Exercise 3: Add a Second Transformer Block
The transformer used a single encoder block. Stack a second identical block on top of the first and retrain. Does the extra depth help on this small dataset?
# Start from the transformer code in the lesson
# Your code here: repeat the attention + feed-forward block once more before poolingHint
Wrap the attention-plus-feed-forward block in a small helper function that takes x and returns the updated x, then call it twice in a row before GlobalAveragePooling1D. With only 6,090 training tweets, more depth often does not help and can even overfit, so compare test accuracy carefully rather than assuming deeper is better.
Summary
Congratulations! You have built a complete deep learning text classification pipeline from raw tweets to an evaluated, winning model. Let’s review what you learned.
Key Concepts
Loading and Exploring Text Data
- The disaster tweets dataset has 7,613 tweets with a 43 percent disaster rate, making it reasonably balanced
- Exploring class balance and tweet length up front tells you the baseline to beat and a sensible sequence length
Cleaning and Vectorizing
- Light cleaning (lowercasing, stripping URLs, mentions, punctuation, and numbers) reduces noise without losing meaning
TextVectorizationturns text into integer sequences, and anEmbeddinglayer maps each token to a learned vector- Adapt the vectorizer on the training split only to avoid leaking test information
Comparing Model Families
- A dense embedding model ignores word order and reached 0.710 accuracy, a solid baseline
- A bidirectional LSTM reads order in both directions and reached 0.751
- A transformer uses parallel self-attention and was best at 0.753, with a large efficiency advantage at scale
Evaluating Honestly
- A confusion matrix splits predictions into true/false positives and negatives
- Precision (0.707) is how often a flagged tweet is really a disaster; recall (0.726) is how many real disasters you caught
- Moving the decision threshold trades precision against recall
Error Analysis
- The hardest mistakes come from metaphor and slang (“this party is fire”) and from sarcasm
- About 75 percent accuracy is respectable on short, ambiguous, noisy tweets
- A pretrained transformer like DistilBERT is the most effective next step for higher accuracy
Why This Matters
This project is a miniature of nearly every real NLP system you will build: get messy text, clean it, turn it into numbers, try a few architectures of increasing power, and then judge the winner with metrics that match the business cost of its errors. The specific dataset changes, but the workflow does not.
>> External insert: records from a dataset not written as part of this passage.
PR #152, opened 2023-07-07
Fetch txs from mempool and validate on proposal

abenedito-monad:
Currently, we have no way of validating the transactions provided in proposals. This is a draft for a proposed solution which involves creating a new TransactionCollection generic and adding an additional command to fetch the full transactions from the mempool so that they can be validated for proposals.

Todo:
- [x] Change Vec<TransactionCollection> to TransactionCollection
- [x] Finish protobuf serialization / deserialization

### DIFF
--- a/monad-executor/src/state.rs
+++ b/monad-executor/src/state.rs
@@ -1,5 +1,6 @@
 use std::hash::Hash;
 
+use monad_consensus_types::transaction::TransactionCollection;
 use monad_crypto::secp256k1::PubKey;
 
 #[derive(Clone, Copy, PartialEq, Eq, PartialOrd, Ord, Hash)]
@@ -37,13 +38,15 @@ pub enum TimerCommand<E> {
     ScheduleReset,
 }
 
-pub enum MempoolCommand<E> {
+pub enum MempoolCommand<E, TC> {
     // TODO consider moving away from dynamic dispatch
     /// FetchReset should ALMOST ALWAYS be emitted by the state machine after handling E
     /// This is to prevent E from firing twice on replay
     // TODO create test to demonstrate faulty behavior if written improperly
     FetchTxs(Box<dyn (FnOnce(Vec<u8>) -> E) + Send + Sync>),
     FetchReset,
+    FetchFullTxs(Box<dyn (FnOnce(TC) -> E) + Send + Sync>),
+    FetchFullReset,
 }
 
 pub enum LedgerCommand<B> {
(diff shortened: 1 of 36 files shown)


monad-types/src/transaction.rs
ariqchowdhury, line 1: I think this should be moved into monad-consensus-types

monad-executor/src/state.rs
```diff
@@ -98,26 +103,27 @@ pub trait State: Sized {
...
     fn update(
         &mut self,
         event: Self::Event,
-    ) -> Vec<Command<Self::Message, Self::OutboundMessage, Self::Block>>;
+    ) -> Vec<Command<Self::Message, Self::OutboundMessage, Self::Block, Self::TransactionType>>;
 }
 
 pub trait Message: Clone {
-    type Event;
+    type Event<TC: TransactionCollection>;
```
ariqchowdhury, line 125: I'm not following why Event needs to be parameterized over TC. It's making other things look weird like,`Vec<TimerCommand<M::Event<TC>>` for example because of this, so just want to understand why its necessary and if there's an alternative.

monad-state/src/lib.rs
```diff
@@ -283,8 +297,17 @@ where
...
                         cmds
                     }
+                    ConsensusEvent::FetchedFullTxs(fetched_txs) => self
+                        .consensus_state
+                        .handle_proposal_message_full::<HasherType, LeaderElectionType>(
+                        fetched_txs.author,
+                        fetched_txs.p,
+                        fetched_txs.txns,
+                        &mut self.validator_set,
+                    ),
```
ariqchowdhury: do we need to check that the fetched_txs are for the current round of consensus state? Or at least have an assert.
But I think it might be possible for the fetched_txs to be expired -- proposal comes in, starts fetch, round times out, timeout certificate advances the round, fetch completes.

monad-state/src/lib.rs
```diff
@@ -397,6 +427,12 @@ impl<S: Debug, T: Debug> Debug for ConsensusEvent<S, T> {
                 .finish(),
             ConsensusEvent::Timeout(p) => p.fmt(f),
             ConsensusEvent::FetchedTxs(p) => p.fmt(f),
+            ConsensusEvent::FetchedFullTxs(p) => f
+                .debug_struct("FetchedFullTxs")
+                .field("author", &p.author)
+                .field("payload", &p.p)
```
ariqchowdhury: nit: payload -> proposal

monad-state/src/lib.rs
```diff
@@ -476,10 +524,25 @@ where
...
+        txns: T,
         validators: &mut ValidatorSet<V>,
-    ) -> Vec<ConsensusCommand<S, T>> {
-        let mut cmds = Vec::new();
+    ) -> Vec<ConsensusCommand<S, SC, T>> {
+        let mut cmds = vec![ConsensusCommand::FetchFullTxsReset];
+
+        if !txns.validate() {
+            return cmds;
+        }
```
ariqchowdhury, line 599: We need to write some tests to verify that if a node fails validate here while the rest of the nodes succeed (possible with shared mempool if txns don't propagate in time), that node still catches up properly when the next proposal comes. I added a task in Notion to track this.

monad-types/src/transaction.rs
abenedito-monad: Agreed, monad-consensus-types didn't exist when I started, just rebased and moved!

monad-state/src/lib.rs
abenedito-monad: Good catch!

monad-state/src/lib.rs
abenedito-monad: Yep just added, let me know if you think it looks good.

It also makes a quieter point about modern machine learning. The transformer barely beat the LSTM here, not because attention is weak, but because it learned English from scratch on only a few thousand tweets. The real power of transformers shows up when they arrive pretrained on enormous corpora and you simply fine-tune them. Understanding that distinction is what separates someone who can copy a model from someone who knows which lever to pull next.
Next Steps
You have assembled the entire module into one working project and evaluated it like a professional. From here, revisit the broader program or return to this module’s overview to review any technique you want to strengthen.
Machine Learning Program Overview
Return to the full Machine Learning program and explore the other modules.
Back to Module Overview
Return to the Natural Language Processing for Deep Learning module overview.
Keep Building Your Skills
You just took a noisy, real-world dataset and turned it into a model that catches roughly three out of four disaster tweets, with a clear-eyed understanding of where and why it fails. That combination of building and critiquing is the heart of practical machine learning. Carry the habit forward: whatever model you train next, do not stop at the accuracy number. Look at the confusion matrix, read the mistakes, and ask what the next lever should be. That is how good models become great ones.